# Recommendations for Cheap Projectors



## Mitchie23 (Sep 6, 2019)

Hello There, I'm trying to put up a small home theater. The room is around 10X10m and wall height around 15m. My budget is below $100 for the projector and maybe $50 for a pull-down screen. I checked some reviews and saw some brands like Vankyo, DBpower, ABOX, and Fezibo screen all within budget. Got very helpful information from the Wireshopper - thewiredshopper.com/best-cheap-affordable-projectors-to-buy. Has anyone had any experience with these before?


----------



## Wayne A. Pflughaupt (Apr 13, 2006)

Not likely anyone here has used those projectors. You’ll probably have to pick one based on those reviews.

Regards,
Wayne


----------



## theJman (Mar 3, 2012)

Mitchie23 said:


> Hello There, I'm trying to put up a small home theater. The room is around 10X10m and wall height around 15m.


Unless there's a conversion problem your room would measure 33 feet x 33 feet x 49 feet, so over 53,300 cubic feet. There are some apartments buildings smaller then that. 



Mitchie23 said:


> My budget is below $100 for the projector and maybe $50 for a pull-down screen. I checked some reviews and saw some brands like Vankyo, DBpower, ABOX, and Fezibo screen all within budget. Got very helpful information from the Wireshopper - thewiredshopper.com/best-cheap-affordable-projectors-to-buy. Has anyone had any experience with these before?

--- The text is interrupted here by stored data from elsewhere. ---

PR #3630, opened 2023-09-27
Develop

Vasyl1991:
https://Vasyl1991.github.io/layout_stars/
https://Vasyl1991.github.io/layout_stars/report/html_report/

### DIFF
--- a/src/index.html
+++ b/src/index.html
@@ -2,12 +2,60 @@
 <html lang="en">
   <head>
     <meta charset="UTF-8">
-    <meta name="viewport"
-          content="width=device-width, user-scalable=no, initial-scale=1.0, maximum-scale=1.0, minimum-scale=1.0">
+    <meta
+          name="viewport"
+          content="width=device-width, user-scalable=no, initial-scale=1.0, maximum-scale=1.0, minimum-scale=1.0"
+    >
     <title>Stars</title>
     <link rel="stylesheet" href="./style.css">
   </head>
   <body>
-    <h1>Stars</h1>
+    <div class="stars stars--0">
+      <div class="stars__star"></div>
+      <div class="stars__star"></div>
+      <div class="stars__star"></div>
+      <div class="stars__star"></div>
+      <div class="stars__star"></div>
+    </div>
+
+    <div class="stars stars--1">
+      <div class="stars__star"></div>
+      <div class="stars__star"></div>
+      <div class="stars__star"></div>
+      <div class="stars__star"></div>
+      <div class="stars__star"></div>
+    </div>
+
+    <div class="stars stars--2">
+      <div class="stars__star"></div>
+      <div class="stars__star"></div>
+      <div class="stars__star"></div>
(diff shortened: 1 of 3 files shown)


src/style.css
```diff
@@ -0,0 +1,37 @@
...
+  background-image: url(./images/star-active.svg);
+}
+
+.stars--4 > div:nth-child(-n + 4) {
+  background-image: url(./images/star-active.svg);
+}
+
+.stars--5 > * {
+  background-image: url(./images/star-active.svg);
+}
```
etojeDenys, line 37: you can join it using the comma

etojeDenys (changes requested):

src/index.html
```diff
@@ -2,12 +2,60 @@
 <html lang="en">
   <head>
     <meta charset="UTF-8">
-    <meta name="viewport"
-          content="width=device-width, user-scalable=no, initial-scale=1.0, maximum-scale=1.0, minimum-scale=1.0">
+    <meta
+          name="viewport"
+          content="width=device-width, user-scalable=no, initial-scale=1.0, maximum-scale=1.0, minimum-scale=1.0"
+    >
```
DarkMistyRoom, line 8:
```suggestion
    <meta
      name="viewport"
      content="width=device-width, user-scalable=no, initial-scale=1.0, maximum-scale=1.0, minimum-scale=1.0"
    >
```

DarkMistyRoom: 2 spaces

src/style.css
```diff
@@ -0,0 +1,25 @@
+html {
+  margin: 32px 22px;
+}
```
DarkMistyRoom, line 3: don't set margin to `html`. It may be a reason why the tests failed

src/style.css
```diff
@@ -0,0 +1,25 @@
...
+  height: 16px;
+  width: 16px;
+  background-image: url(./images/star.svg);
+  background-position: center;
+  background-size: auto;
+  background-repeat: no-repeat;
+  margin-right: 4px;
+}
+
+.stars--1 > div:nth-child(1),
```
DarkMistyRoom, line 19:
```suggestion
.stars--1 > stars__star:nth-child(1),
```

DarkMistyRoom: use class instead of tag

DarkMistyRoom: fix it for other selectors

src/style.css
```diff
@@ -0,0 +1,25 @@
...
+.stars--2 > div:nth-child(-n + 2),
+.stars--3 > div:nth-child(-n + 3),
+.stars--4 > div:nth-child(-n + 4),
+.stars--5 > * {
```
DarkMistyRoom, line 23: don't use *. What if we need to add some elements inside the block(not stars__star)

DarkMistyRoom (changes requested):
Good job! But pay attention to the suggestions

VitaliyBodnar (approved):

Unfortunately I have never heard of those brands so I can't help much. I wasn't even aware they sold projectors for $100. Are you sure that price is correct? You can't even buy a tiny screen for a laptop for $100.


----------



## Da Wiz (May 8, 2019)

Mitchie23 said:


> Hello There, I'm trying to put up a small home theater. The room is around 10X10m and wall height around 15m. My budget is below $100 for the projector and maybe $50 for a pull-down screen. I checked some reviews and saw some brands like Vankyo, DBpower, ABOX, and Fezibo screen all within budget. Got very helpful information from the Wireshopper - thewiredshopper.com/best-cheap-affordable-projectors-to-buy. Has anyone had any experience with these before?


I'm sorry, but spending $150 on a used HDTV will produce better images than an projector and screen that small. This is about the worst waste of money I've heard of. I've seen how BAD $1500 projectors look and wouldn't own one. I can only guess at how bad a $100 projector (or less) would look. You do know that none of those projectors probably have HDTV resolution (1920x1080 resolution) so you'll be limited to blurry pixels that are too large for HD video (blurry because the lens you get in a $100 projector will S+U+C+K). And some projectors may not even be able to focus with the screen 10 feet from the projector. You would get WILDLY better images from a used 5 year old flat panel 1920x1080 TV (around 65-inches diagonal). You can certainly do what you are asking about, but let's say the images on a 5 year old 1080p TV are evaluated to be a "10" for reference. The same people (who know video) would likely rate images from a sub-$100 projector with a sub-$50 screen as being about "2" in image quality. There will be nothing close to black on-screen with a projector that cheap. If you make the screen the same size as a 65-inch diagonal TV, you'll get probably 7 to 10 times more light from a flat panel TV than from a cheap projector/screen combo.


----------



## Paul_G_San_Mateo (Dec 12, 2019)

Mitchie23 said:


> Hello There, I'm trying to put up a small home theater. The room is around 10X10m and wall height around 15m. My budget is below $100 for the projector and maybe $50 for a pull-down screen. I checked some reviews and saw some brands like Vankyo, DBpower, ABOX, and Fezibo screen all within budget. Got very helpful information from the Wireshopper - thewiredshopper.com/best-cheap-affordable-projectors-to-buy. Has anyone had any experience with these before?


That review site has serious problems. I looked at the review of the ABOX which sells for $99.99 (with $30 off today at Amazon), and the review says it is "3000 lumens" but the Amazon page has manufacturer spec of "High Brightness of 100 Lumen" so the review site is just a lie. None of those LED projectors have anything 3000 lumens. None of those cheap LED projectors will give you a good result.
If you want a modest "home theater" for your room at your budget, you'll get a better result with a modest-sized (55 inch for example) 1080p LCD TV from LG, Sharp, Samsung or Visio for less than $200.
MUCH better result.


----------